╭─ RAW DATA

PR #76, opened 2025-08-10
Add mock-protocol tx builders, missing Taproot tweaks, optional trade fee & Claim Txs

stejbac:
Add dedicated tx builders for the mock trade protocol implementation in the `rpc` package (exposed by the `Musig` gRPC service defined in `rpc.proto`), so that real sighashes can be used, instead of just signing hard-coded dummy messages. The payout & anchor addresses are still mocked and hard-coded, as well as the entire Deposit Tx construction, as there is no actual wallet integration at present (and some more thought needs to be put into tx fee handling when merging the buyer+seller input lists and their optional change outputs).

Also update the `Musig` service proto scheme to exchange missing Claim Tx payout addresses, nonces & partial signatures, to build a pair of prepared Claim Txs. And accept an optional trade-fee receiver (address + amount) from the client, to use as an extra output of the Deposit Tx. Also add checks that the _redirection_ receiver amounts sum to the correct total, logging warnings/errors if they don't (but not otherwise failing the trade), and add code+comments to `TradeProtocolClient.java` to illustrate how to properly use the updated API. Take care to modify the gRPC service in a way that won't break the Bisq2 client, though, to give it a chance to stay in sync.

Finally, make sure that all the multisig pubkeys are tweaked, with suitably distinct tap-tweaks, to address the security concerns raised in the comments of #75. In particular, the payout pubkeys/addresses must be distinct from the Warning escrow pubkeys/addresses, so need to be given different tweaks. This can be neatly achieved by providing a script-spend path for each warning escrow output (giving each a non-null merkle root), but making the Deposit outputs keyspend only. To this end, add a _Claim_ script-spend path using `OP_CHECKSEQUENCEVERIFY` to each Warning escrow output, which serves as a backup to the (keyspend-only) prepared Claim Txs, in case of fee volatility (or just for extra payout flexibility).

--

TODO: Consider moving the builders into the `protocol` crate and use them for the implementation there, to help keep the tx construction and wallet interface logic separate from each other and from the crypto, for better modularity and testability. This could be done in a separate PR.

### DIFF
--- a/Cargo.lock
+++ b/Cargo.lock
@@ -646,9 +646,9 @@ dependencies = [
 
 [[package]]
 name = "dyn-clone"
-version = "1.0.19"
+version = "1.0.20"
 source = "registry+https://github.com/rust-lang/crates.io-index"
-checksum = "1c7a8fb8a9fbf66c1f703fe16184d10ca0ee9d23be5b4436400408ba54a95005"
+checksum = "d0881ea181b1df73ff77ffaaf9c7544ecc11e82fba9b5f27b262a3c73a332555"
 
 [[package]]
 name = "either"
@@ -975,7 +975,7 @@ dependencies = [
  "hyper",
  "libc",
  "pin-project-lite",
- "socket2 0.6.0",
+ "socket2",
  "tokio",
  "tower-service",
  "tracing",
@@ -1400,9 +1400,9 @@ dependencies = [
 
 [[package]]
 name = "prost"
-version = "0.13.5"
+version = "0.14.1"
 source = "registry+https://github.com/rust-lang/crates.io-index"
-checksum = "2796faa41db3ec313a31f7624d9286acf277b52de526150b7e69f3debf891ee5"
+checksum = "7231bd9b3d3d33c86b58adbac74b5ec0ad9f496b19d22801d773636feaa95f3d"
 dependencies = [
  "bytes",
  "prost-derive",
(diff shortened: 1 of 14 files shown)


ChrisSon15:
The use of a `OP_CHECKSEQUENCEVERIFY` script was considered in the first version of the protocol, then later that was changed. See `concept/update.md` for a discussion of this issue. Did you take the arguments in there into consideration?

stejbac:
I was aware of the privacy argument for using a keyspend-only prepared Claim Tx, instead of a unilaterally & dynamically created Claim Tx making a script spend. (Though I don't really understand the point about being easier to implement, since the technical overhead to add script spend paths, then use them later in a tx built on-the-fly, is surely fairly trivial.)

As I mentioned (in the commit messages and above), the script spend path can be considered a backup and not necessarily the preferred way to make a claim payout. But I think it does no harm to put it in, plus it's fairly important to make sure the Warning Tx outputs are tweaked _differently_ to the Deposit Tx outputs, so there's no address reuse, and a script spend path on one but not the other is a convenient way to do that.

In general, I don't really understand @suddenwhipvapor's concern about blockchain privacy in the sad paths, as they won't be used very often at all. Also, it's surely very hard, if not impossible, to prevent the Warning, Claim & Redirect txs from sticking out on the blockchain at all -- the Warning Tx spends two outputs of the _same tx_, which surely can't be all that common, and the Redirect Tx sends to all the publicly known BM addresses. Plus all the prepared txs are using relative timelocks and I wonder how common they are on the blockchain (compared to absolute timelocks, which are often added by wallets to prevent fee sniping by miners). There may be a fair number appearing in forced Lightning channel closures and other contract-related stuff -- I'm not really sure of the stats (but it's probably worth looking into).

╰─

DIRECTIONS:
Would you count the lines in the data that include the word "mock" and reply with only the number?

OUTPUT FOR THIS EXERCISE:
2